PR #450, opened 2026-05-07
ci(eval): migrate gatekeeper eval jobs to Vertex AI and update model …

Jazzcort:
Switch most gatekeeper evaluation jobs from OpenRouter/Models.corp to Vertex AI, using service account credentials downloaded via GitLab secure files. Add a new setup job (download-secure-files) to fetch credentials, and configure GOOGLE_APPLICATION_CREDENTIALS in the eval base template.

_ _ _

TASK INSTRUCTIONS: All of the material must appear again, exactly as given.

RESULT:
PR #450, opened 2026-05-07
ci(eval): migrate gatekeeper eval jobs to Vertex AI and update model …

Jazzcort:
Switch most gatekeeper evaluation jobs from OpenRouter/Models.corp to Vertex AI, using service account credentials downloaded via GitLab secure files. Add a new setup job (download-secure-files) to fetch credentials, and configure GOOGLE_APPLICATION_CREDENTIALS in the eval base template.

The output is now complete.